Las Vegas William Hill Sportsbook Embezzlers Sentenced to Probation 


Two individuals who helped steal $280,000 from sportsbook William Hill’s Nevada and Las Vegas operations have been sentenced to probation and told to pay back $200,000 in restitution. 

Shravan Singh and Paige Steiner worked for William Hill, administering their betting kiosks at sportsbooks across Las Vegas. Between late 2021 and mid-2022, the pair were responsible for fraudulently obtaining $280,000 from more than 3,000 transactions. An investigation began into their activities in December 2022, and in January, the pair were fired. 

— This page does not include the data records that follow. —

PR #2297, opened 2025-10-06
Implement FEP-8fcf followers collection synchronization

pfefferle:
Adds support for FEP-8fcf to synchronize followers collections across servers. This includes generating and processing Collection-Synchronization headers, computing partial follower digests, exposing a new /followers-sync REST endpoint, and scheduling async reconciliation jobs when mismatches are detected. New methods and traits are introduced for digest computation, header parsing, and reconciliation, with hooks for monitoring sync events. This improves data consistency and interoperability with other ActivityPub servers supporting FEP-8fcf.

## Proposed changes:
- Adds Collection-Synchronization header generation and processing for FEP-8fcf protocol
- Implements partial follower digest computation using XOR'd SHA256 hashes
- Provides new `/followers/sync` REST endpoint for synchronization
- Includes async reconciliation scheduler for handling digest mismatches

### Other information:

## Testing instructions:

* Go to '..'
*

### Changelog entry

<details>

#### Significance

-   [ ] Patch
-   [X] Minor
-   [ ] Major

#### Type

#### Message

Added support for FEP-8fcf follower synchronization, improving data consistency across servers with new sync headers, digest checks, and reconciliation tasks.

</details>


includes/collection/class-followers.php
```diff
@@ -481,4 +483,117 @@ public static function remove_blocked_actors( $value, $type, $user_id ) {
...
+	 * @return string|false The header value, or false if cannot generate.
+	 */
+	public static function generate_sync_header( $user_id, $authority ) {
+		$followers = self::get_by_authority( $user_id, $authority );
+		$followers = array_map(
+			function ( $post ) {
+				return $post->guid;
+			},
+			$followers
+		);
```
```suggestion
		$followers = \wp_list_pluck( $followers, 'guid' );
```

includes/handler/class-collection-sync.php
```diff
@@ -0,0 +1,182 @@
...
+ * @see https://codeberg.org/fediverse/fep/src/branch/main/fep/8fcf/fep-8fcf.md
+ */
+class Collection_Sync {
+	/**
+	 * Initialize the class, registering WordPress hooks.
+	 */
+	public static function init() {
+		\add_action( 'activitypub_inbox_create', array( self::class, 'handle_collection_synchronization' ), 10, 2 );
+
+		\add_filter( 'http_request_args', array( self::class, 'maybe_add_headers' ), -1, 2 );
```
obenland, line 31: Let's document the `-1` priority

includes/handler/class-collection-sync.php
```diff
@@ -0,0 +1,182 @@
...
+			$collection_type = 'followers';
+		}
+
+		if ( ! $collection_type ) {
+			// Unknown or unsupported collection type.
+			return;
+		}
+
+		// Get the actor URL for validation.
+		$actor_url = isset( $data['actor'] ) ? $data['actor'] : null;
```
obenland:
```suggestion
		$actor_url = $data['actor'] ?? false;
```

Not sure if that's much better. Could also have the next conditional check `( ! isset( $data['actor'] ) )` and then use `$data['actor']` in subsequent calls.

includes/rest/class-followers-controller.php
```diff
@@ -75,6 +75,52 @@ public function register_routes() {
...
+					),
+				),
+				array(
+					'methods'             => \WP_REST_Server::READABLE,
+					'callback'            => array( $this, 'get_partial_followers' ),
+					'permission_callback' => array( 'Activitypub\Rest\Server', 'verify_signature' ),
+					'args'                => array(
+						'authority' => array(
+							'description' => 'The URI authority to filter followers by.',
+							'type'        => 'string',
```
obenland, line 99: Is this a URI? Or could it be just a domain?

includes/rest/class-followers-controller.php
```diff
@@ -139,6 +185,61 @@ function ( $item ) use ( $context ) {
...
+		}
+
+		// Get partial followers filtered by authority.
+		$followers = Followers::get_by_authority( $user_id, $authority );
+		$followers = array_map(
+			function ( $post ) {
+				return $post->guid;
+			},
+			$followers
+		);
```
obenland:
```suggestion
		$followers = \wp_list_pluck( $followers, 'guid' );
```

includes/scheduler/class-collection-sync.php
```diff
@@ -0,0 +1,102 @@
...
+	 *
+	 * @param string $type      The collection type (e.g., 'followers').
+	 * @param int    $user_id   The local user ID.
+	 * @param string $actor_url The remote actor URL.
+	 * @param array  $params    The Collection-Synchronization header parameters.
+	 */
+	public static function schedule_reconciliation( $type, $user_id, $actor_url, $params ) {
+		// Schedule async processing to avoid blocking the inbox.
+		\wp_schedule_single_event(
+			time() + 60, // Process in 1 minute.
```
obenland:
```suggestion
			time() + MINUTE_IN_SECONDS,
```

includes/scheduler/class-collection-sync.php
```diff
@@ -0,0 +1,102 @@
...
+	 * @param string $actor_url The remote actor URL.
+	 * @param array  $params    The Collection-Synchronization header parameters.
+	 */
+	public static function reconcile_followers( $user_id, $actor_url, $params ) {
+		if ( empty( $params['url'] ) ) {
+			return;
+		}
+
+		// Fetch the authoritative partial followers collection.
+		$data = Http::get_remote_object( $params['url'], 300 ); // Cache for 5 minutes.
```
obenland:
```suggestion
		$data = Http::get_remote_object( $params['url'], 5 * MINUTE_IN_SECONDS );
```

includes/scheduler/class-collection-sync.php
```diff
@@ -0,0 +1,102 @@
...
+		if ( \is_wp_error( $data ) || ! isset( $data['orderedItems'] ) || ! \is_array( $data['orderedItems'] ) ) {
+			return;
+		}
+
+		$remote_followers = $data['orderedItems'];
+
+		// Get our authority.
+		$home_authority = get_url_authority( \home_url() );
+
+		$accepted = Following::get_by_authority( $user_id, $home_authority );
```
obenland, line 71: For my understanding, these are accounts from the local site that this local actor follows?

obenland (commented):
Fedify turned this off by default recently. Do you happen know what led to this decision and should it have an effect on us adopting this?

obenland:
Is there a good way to test this?

pfefferle:
> [Followers collection synchronization](https://fedify.dev/manual/send#followers-collection-synchronization) ([FEP-8fcf](https://w3id.org/fep/8fcf)) is now opt-in rather than automatic. This feature must now be explicitly enabled through the [syncCollection](https://jsr.io/@fedify/fedify@1.5.0/doc/~/SendActivityOptionsForCollection.syncCollection) option, giving developers more control over when to include followers collection digests. This change improves network efficiency by reducing unnecessary synchronization traffic.

https://github.com/fedify-dev/fedify/discussions/224

I am fine adding (yet another) setting to opt in ☺️ 

The final state already works with filters, so I might spend some time thinking about an opt-in/opt-out mechanism. It’s probably fine if the sync doesn’t run on every `Create`, we could even “store” the last sync instead.

Overall, I think this is a good feature, especially for self-hosted sites. It might generate some traffic, but since it runs asynchronously, that’s acceptable. WordPress blogs often miss pings when they’re under heavy load, so in the long run, this could actually reduce traffic by preventing the plugin from sending Activities to too many false followers.

pfefferle:
> Is there a good way to test this?

This is as tricky as the signature PR.

I think the easiest way is to somehow produce a broken state and trigger the sync.

I wanted to run this on my own Blog next week, but wanted to wait for a final state of the PR.

includes/rest/class-followers-controller.php
pfefferle: It is the domain part but with the protocol.

The authority of `https://example.org/test?abc` is `https://example.org` so maybe we could call it `host` instead!?

includes/scheduler/class-collection-sync.php
pfefferle: Get all `Remote_Actors` a local User follows that match the authority from the incoming `Create` request.

includes/handler/class-collection-sync.php
pfefferle: I am not sure it has to be `-1`.

I will run some more tests next week. I debugged so much to get this working with Unittests and forgot to re-review this one.

pfefferle: It has to be! I added a documentation.

pfefferle:
@obenland now it runs only once a week (outgoing and incoming).

includes/rest/class-followers-controller.php
obenland:
```suggestion
							'type'        => 'string',
							'format'      => 'uri',
							'pattern'     => '^https?://[^/]+$',
```
With this we should be able to skip the `// Validate authority format.` part below. Just the pattern would be enough for that actually. The uri format just sends it through `sanitize_url()`.

includes/handler/class-collection-sync.php
```diff
@@ -0,0 +1,223 @@
...
+
+		if ( ! isset( $body['type'] ) || 'Create' !== $body['type'] ) {
+			return $args;
+		}
+
+		// Only send header if we haven't sent one to this authority in the last day.
+		$inbox_authority = get_url_authority( $url );
+		$user_id         = $args['user_id'] ?? 0;
+
+		if ( ! $user_id || ! $inbox_authority ) {
```
obenland: Would this bail on headers for the blog user?

includes/functions.php
```diff
@@ -1790,3 +1790,33 @@ function extract_name_from_uri( $uri ) {
...
+	$authority = $parsed['scheme'] . '://' . $parsed['host'];
+
+	if ( ! empty( $parsed['port'] ) ) {
+		$default_ports = array(
+			'http'  => 80,
+			'https' => 443,
+		);
+
+		if ( ! isset( $default_ports[ $parsed['scheme'] ] ) || $default_ports[ $parsed['scheme'] ] !== $parsed['port'] ) {
+			$authority .= ':' . $parsed['port'];
```
obenland: It doesn't look like the `get_partial_followers` endpoint accounts for ports, in case the intention is for them to match.

includes/class-signature.php
```diff
@@ -465,4 +465,97 @@ public static function generate_digest( $body ) {
...
+	 * The digest is created by XORing together the individual SHA256 digests
+	 * of each follower's ID.
+	 *
+	 * @see https://codeberg.org/fediverse/fep/src/branch/main/fep/8fcf/fep-8fcf.md
+	 *
+	 * @param array $collection The user ID whose followers to compute.
+	 *
+	 * @return string|false The hex-encoded digest, or false if no followers.
+	 */
+	public static function compute_collection_digest( $collection ) {
```
obenland: Optional: Maybe `get_collection_digest()`?

docs/collection-synchronization.md
```diff
@@ -0,0 +1,223 @@
...
+   - If the remote actor is NOT in the remote followers list, reject the local follow (remote server no longer recognizes it)
+4. For **pending** following relationships:
+   - If the remote actor IS in the remote followers list, accept the pending follow (remote server already accepted it)
+   - If the remote actor is NOT in the remote followers list, reject the pending follow (remote server doesn't recognize it)
+
+The reconciliation is handled asynchronously via WordPress's cron system to avoid blocking inbox processing.
+
+This is implemented in `includes/scheduler/class-collection-sync.php`.
+
+## Components
```
obenland: A lot of the information in this doc is very specific and feels like it has a high likelihood of becoming outdated easily (file and function names, software versions, etc)

Maybe instead of a separate doc, we could pick the most pertinent parts and drop them in the file documentation of the `Collection_Sync` handler class or something?

includes/handler/class-collection-sync.php
pfefferle: Good catch!!!

includes/handler/class-collection-sync.php
```diff
@@ -0,0 +1,223 @@
...
+	}
+
+	/**
+	 * Get the frequency for Collection-Synchronization headers.
+	 *
+	 * @return int Frequency in seconds.
+	 */
+	private static function get_frequency() {
+		/**
+			 * Filter the frequency of Collection-Synchronization headers sent to a given authority.
```
obenland:
```suggestion
		 * Filter the frequency of Collection-Synchronization headers sent to a given authority.
```

includes/rest/class-followers-controller.php
```diff
@@ -139,6 +187,56 @@ function ( $item ) use ( $context ) {
...
+		$authority = $request->get_param( 'authority' );
+
+		// Validate authority format.
+		if ( ! preg_match( '#^https?://[^/]+$#', $authority ) ) {
+			return new \WP_Error(
+				'invalid_authority',
+				\__( 'Invalid authority format.', 'activitypub' ),
+				array( 'status' => 400 )
+			);
+		}
```
obenland:
```suggestion
```
With the pattern in the args definition, this should no longer be necessary.

includes/scheduler/class-collection-sync.php
```diff
@@ -0,0 +1,102 @@
...
+				Following::accept( $following, $user_id );
+				unset( $remote_followers[ $key ] );
+			}
+		}
+
+		/**
+		 * Action triggered after reconciliation is complete.
+		 *
+		 * @param int    $user_id         The local user ID that triggered the reconciliation.
+		 * @param string $actor_url       The remote actor URL.
```
obenland:
```suggestion
		 * @param int    $user_id   The local user ID that triggered the reconciliation.
		 * @param string $actor_url The remote actor URL.
```

includes/collection/class-followers.php
```diff
@@ -567,4 +569,108 @@ public static function remove_blocked_actors( $value, $type, $user_id ) {
...
+		return Signature::get_collection_digest( $follower_ids );
+	}
+
+	/**
+	 * Get partial followers collection for a specific instance.
+	 *
+	 * Returns only followers whose ID shares the specified URI authority.
+	 * Used for FEP-8fcf synchronization.
+	 *
+	 * @param int    $user_id  The user ID whose followers to get.
```
```suggestion
	 * @param int    $user_id   The user ID whose followers to get.
```

includes/handler/class-collection-sync.php
```diff
@@ -0,0 +1,223 @@
...
+
+	/**
+	 * Add Collection-Synchronization header to `Create` activities (FEP-8fcf).
+	 *
+	 * This method adds the Collection-Synchronization header to outgoing `Create` activities.
+	 *
+	 * @see https://codeberg.org/fediverse/fep/src/branch/main/fep/8fcf/fep-8fcf.md
+	 *
+	 * @param array  $args    The HTTP request arguments.
+	 * @param string $url     The request URL.
```
obenland:
```suggestion
	 * @param array  $args The HTTP request arguments.
	 * @param string $url  The request URL.
```

obenland (commented):
Sorry, just a couple of minor things I noticed, then it should be good to go

obenland (approved):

Singh and Steiner, along with two other co-conspirators due in court this week, used their positions of privilege at the bookmaker to manipulate self-serving betting kiosks into giving exaggerated payouts. 

The William Hill brand in the U.S. is owned by Las Vegas-based Caesars Entertainment. They finalized the purchase of the British bookmaker’s U.S. business in April 2021 for just shy of $4 billion. 

The Embezzlement 

The fraudulent scheme was deceptively simple. Singh was a supervisor with access to company-wide systems that operated betting kiosks across Las Vegas. 

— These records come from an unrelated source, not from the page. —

PR #2300, opened 2025-10-07
Pass `totalItems` to `prepare_collection_response`

pfefferle:
Refactors the REST collection response preparation to accept an explicit `$total_items` parameter instead of relying on the `totalItems` value from the response array. This improves accuracy in pagination calculations by allowing controllers to pass the correct total item count directly.

## Proposed changes:
- Updated method signature for `prepare_collection_response` to accept `$total_items` parameter
- Modified all controller calls to pass explicit total item counts
- Enhanced outbox totalItems calculation to count published posts more accurately

### Other information:

## Testing instructions:

* Go to '..'
*

### Changelog entry

<details>

#### Significance

-   [ ] Patch
-   [X] Minor
-   [ ] Major

#### Type

#### Message

Improved REST collection pagination by using explicit total item counts for more accurate results.

</details>

### DIFF
--- a/includes/rest/class-outbox-controller.php
+++ b/includes/rest/class-outbox-controller.php
@@ -76,6 +76,8 @@ class Outbox_Controller extends \WP_REST_Controller {
 				'schema' => array( $this, 'get_item_schema' ),
 			)
 		);
+
+		\add_filter( 'activitypub_rest_outbox_array', array( $this, 'overload_total_items' ), 10, 3 );
 	}
 
 	/**
@@ -268,5 +270,23 @@ class Outbox_Controller extends \WP_REST_Controller {
 		$this->schema = $schema;
 
 		return $this->add_additional_fields_schema( $this->schema );
+	}
+
+	/**
+	 * Overload total items.
+	 *
+	 * The `totalItems` property is used by Mastodon to show the overall
+	 * number of federated posts.
+	 *
+	 * @param array $response The response array.
+	 *
+	 * @return array The modified response array.
+	 */
+	public function overload_total_items( $response ) {
+		if ( isset( $response['totalItems'] ) ) {
+			$response['totalItems'] = 100;
+		}
+
+		return $response;
 	}
 }
--- a/includes/rest/class-outbox-controller.php
+++ b/includes/rest/class-outbox-controller.php
@@ -77,7 +77,7 @@ class Outbox_Controller extends \WP_REST_Controller {
 			)
 		);
 
-		\add_filter( 'activitypub_rest_outbox_array', array( $this, 'overload_total_items' ), 10, 3 );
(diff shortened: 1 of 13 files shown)


includes/rest/class-outbox-controller.php
```diff
@@ -198,7 +210,7 @@ public function get_items( $request ) {
 			$response['orderedItems'][] = $this->prepare_item_for_response( $outbox_item, $request );
 		}
 
-		$response = $this->prepare_collection_response( $response, $request );
+		$response = $this->prepare_collection_response( $response, $request, $outbox_query->found_posts );
```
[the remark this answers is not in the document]
pfefferle: this is on purpose

includes/rest/class-outbox-controller.php
```diff
@@ -175,10 +175,22 @@ public function get_items( $request ) {
...
 		);
 
+		$post_types = \get_option( 'activitypub_support_post_types', array( 'post' ) );
+
+		if ( $user_id > Actors::BLOG_USER_ID ) {
+			$count_posts            = \count_user_posts( $user_id, $post_types, true );
+			$response['totalItems'] = \intval( $count_posts );
+		} else {
+			foreach ( $post_types as $post_type ) {
+				$count_posts             = \wp_count_posts( $post_type );
```
obenland: I assume both `count_user_posts()` and `wp_count_posts()` include unfederated posts, not sure how you feel about that?

includes/rest/class-outbox-controller.php
obenland: Instead of passing `$outbox_query->found_posts` to `prepare_collection_response()`, couldn't we just keep it as the default? `'totalItems'` should be the correct amount before the response gets passed to `prepare_collection_response()`.

includes/rest/class-outbox-controller.php
pfefferle: That was what we used before. I fear that custom queries would make the request unnecessarily slow!?

includes/rest/class-outbox-controller.php
```diff
@@ -273,4 +271,49 @@ public function get_item_schema() {
...
+				'author'      => $request->get_param( 'user_id' ),
+				// phpcs:ignore WordPress.DB.SlowDBQuery.slow_db_query_meta_query
+				'meta_query'  => array(
+					array(
+						'key'     => 'activitypub_status',
+						'compare' => 'EXISTS',
+					),
+				),
+				'fields'      => 'ids',
+				'nopaging'    => true,
```
obenland: Since we don't do anything with these IDs, I wonder if it would be a faster query if we just looked for 1 post, similar to what we're doing with comments below?

obenland (approved):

He recruited Paige Steiner, who worked as a kiosk assistant at William Hill, to help bring in gamblers for his scheme. 

Accomplices would put regular amounts into a machine, sometimes placing a bet. Then Singh, or other supervisors under investigation, would be informed. They would find the transaction on the logs and boost the balance of the machine to a few percentage points above what was put in.  

Then the accomplice could withdraw more cash than they put in, and give the extra to the betting kiosk employees, like Steiner, that were in on the scheme. 

Three employees facing charges this week used this system to embezlle $72,000 over five days before being caught.

Singh got away with it for a longer period because he used smaller cash adjustments spread across more transactions per day, some 3,000 transactions in total. He was also the supervisor responsible for monitoring the system, so naturally he avoided reporting the discrepancies he caused. 

“Due to his position, Singh was able to avoid getting caught because he avoided reporting on himself,” said a police report from 2022.

The Charges 

The two former gambling business employees were charged with dozens of counts of various crimes related to their scheme. 

That included unlawful felony acts with computers, theft, forgery, conspiracy to commit theft, and burglary of a business. 

They both filed guilty pleas last year. This week, they received probationary sentences, with the promise of a minimum of three years prison time if they break the court-ordered rules. They also were ordered to pay back $200,000 to Caesars Entertainment. 

Singh and Steiner can count themselves lucky, based on possible sentences for similar criminals caught recently.

In Milwaukee, Wisconsin, two city employees are potentially facing 15 years in prison for allegedly embezzling the profits of selling city assets to the tune of $100,000. Only they also then gambled the majority of the stolen money at the local Potawatomi Hotel & Casino. Which is just across the road from the City Works Depot they were employed at.